Hao Huang,1 * Claudio Acuna-Goycolea,1 * Ying Li,1 H. M. Cheng,2 Karl Obrietan,2 and Anthony N. van den Pol1

1Department of Neurosurgery, Yale University School of Medicine, New Haven, Connecticut 06520, and 2Department of Neuroscience, Ohio State University, Columbus, Ohio 43210

Correspondence should be addressed to Dr. Anthony N. van den Pol, Department of Neurosurgery, Yale University School of Medicine, 333 Cedar Street, New Haven, CT 06520. Email: anthony.vandenpol{at}yale.edu

Cannabinoids modulate energy homeostasis and decrease cognitive arousal, possibly by acting on hypothalamic neurons including those that synthesize melanin-concentrating hormone (MCH) or hypocretin/orexin. Using patch-clamp recordings, we compared the actions of cannabinoid agonists and antagonists on identified MCH or hypocretin neurons in green fluorescent protein-expressing transgenic mice. The cannabinoid type-1 receptor (CB1R) agonist R-(+)-[2,3-dihydro-5-methyl-3-(4-morpho linylmethyl)pyrrolo[1,2,3-de]-1,4-benzoxazin-6-yl]-1-naphthalenylmethanone mesylate (WIN55,212,2) depolarized MCH cells and increased spike frequency; in contrast, WIN55,212,2 hyperpolarized and reduced spontaneous firing of the neighboring hypocretin cells, both results consistent with reduced activity seen with intracerebral cannabinoid infusions.

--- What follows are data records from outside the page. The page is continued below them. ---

PR #369, opened 2024-06-10
fix: Preserve Sequence Flags in Ensemble models

indrajit96:
Revert changes made in https://github.com/triton-inference-server/core/commit/e978d80c5138890bc48d798f5187b11be3ac6d23 to ensure START and END flags are propagated correctly in ensemble models.

RCA : Any ensemble inference request where the user sets the flags "sequence_start" and "sequence_end" was getting ignored.
Fix : We now check if the request had the FLAGS set and then pass them forward as is.

Future scope : This was a bug introduced in https://github.com/triton-inference-server/core/commit/e978d80c5138890bc48d798f5187b11be3ac6d23 which was intended to clean up code. We do not expect these changes to come back again.
Have added a TC in https://github.com/triton-inference-server/server/pull/7344 to ensure regression in future.

### DIFF
--- a/python/setup.py
+++ b/python/setup.py
@@ -1,5 +1,5 @@
 #!/usr/bin/env python3
-# Copyright 2023, NVIDIA CORPORATION & AFFILIATES. All rights reserved.
+# Copyright 2023-2024, NVIDIA CORPORATION & AFFILIATES. All rights reserved.
 #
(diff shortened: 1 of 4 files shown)


GuanLuo:
Update title

rmccorm4:
Can you elaborate in the description why the reverted changes were breaking the propagation?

These effects were prevented by AM251 [N-(piperidin-1-yl)-5-(4-iodophenyl)-1-(2,4-dichlorophenyl)-4-methyl-1H-pyrazole-3-carboxamide], a CB1R antagonist, and by tetrodotoxin, suggesting no postsynaptic effect on either neuron type. In MCH cells, depolarizing WIN55,212,2 actions were abolished by the GABAA receptor antagonist bicuculline, suggesting that the CB1R-mediated depolarization was attributable to reduced synaptic GABA release. WIN55,212,2 decreased spontaneous IPSCs, reduced the frequency but not amplitude of miniature IPSCs, and reduced electrically evoked synaptic currents in MCH cells. Glutamate microdrop experiments suggest that WIN55,212,2 acted on axons arising from lateral hypothalamus local inhibitory cells that innervate MCH neurons. In hypocretin neurons, the reduced spike frequency induced by WIN55,212,2 was attributable to presynaptic attenuation of glutamate release; CB1R agonists depressed spontaneous and evoked glutamatergic currents and reduced the frequency of miniature EPSCs. Cannabinoid actions on hypocretin neurons were abolished by ionotropic glutamate receptor antagonists. Together, these results show that cannabinoids have opposite effects on MCH and hypocretin neurons. These opposing actions could help explain the increase in feeding and reduction in arousal induced by cannabinoids.

Key words: hypothalamus; orexin; melanin-concentrating hormone; cannabinoid; feeding; arousal

Received July 28, 2006; revised March 27, 2007; accepted March 27, 2007.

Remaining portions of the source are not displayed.